WORK ITEM » The answer must consist of each line below that contains the string "with".

Collected data
PR #655, opened 2026-04-30
feat(gateway): support inbound media and file attachments

iamninihuang:

Currently, the Custom Gateway adapter only supports receiving plain text (`GwContent.text`). If a user sends an image, file, or voice message via a custom gateway (like LINE, Telegram, etc.), the bot ignores it because the schema lacks attachment support.

## How does it solve it?

This PR introduces comprehensive media support for the Gateway adapter, mirroring the logic already present in Discord and Slack adapters:

1. **Schema Update**: Expands `GwContent` with an optional `attachments: Vec<GwAttachment>` array.
2. **Image Processing**: Automatically downloads, compresses, and base64 encodes image attachments using `media::download_and_encode_image`.
3. **Text File Inlining**: Supports inline reading of text-based files (with a 1MB total size limit and a 5 file cap) via `media::download_and_read_text_file`.
4. **Voice Messages (STT)**: If `stt.enabled` is true, it transcribes audio attachments using `media::download_and_transcribe`. To support this, `stt_config` is now propagated to the Gateway params.
5. **Fallback**: Logs an info message and passes a text block for unsupported file types (like PDFs) so the agent knows a file was uploaded.

## Is this the best approach?

Yes. It leverages the existing, battle-tested functions in `src/media.rs` that the Discord and Slack adapters rely on, ensuring consistent memory bounds (e.g., resizing images to 1200px max, 10MB limits, 1MB text caps) and consistent `ContentBlock` structures across all platforms.

### DIFF
--- a/src/gateway.rs
+++ b/src/gateway.rs
@@ -1,4 +1,7 @@
 use crate::adapter::{AdapterRouter, ChannelRef, ChatAdapter, MessageRef, SenderContext};
+use crate::acp::ContentBlock;
+use crate::config::SttConfig;
+use crate::media;
 use anyhow::Result;
 use async_trait::async_trait;
 use futures_util::{SinkExt, StreamExt};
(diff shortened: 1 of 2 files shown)


thepagent:
Close in favor of https://github.com/openabdev/openab/pull/652
Demo https://discord.com/channels/1491295327620169908/1491365150664560881/1499490944045547562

PROBLEM SOLUTION »
1. **Schema Update**: Expands `GwContent` with an optional `attachments: Vec<GwAttachment>` array.
3. **Text File Inlining**: Supports inline reading of text-based files (with a 1MB total size limit and a 5 file cap) via `media::download_and_read_text_file`.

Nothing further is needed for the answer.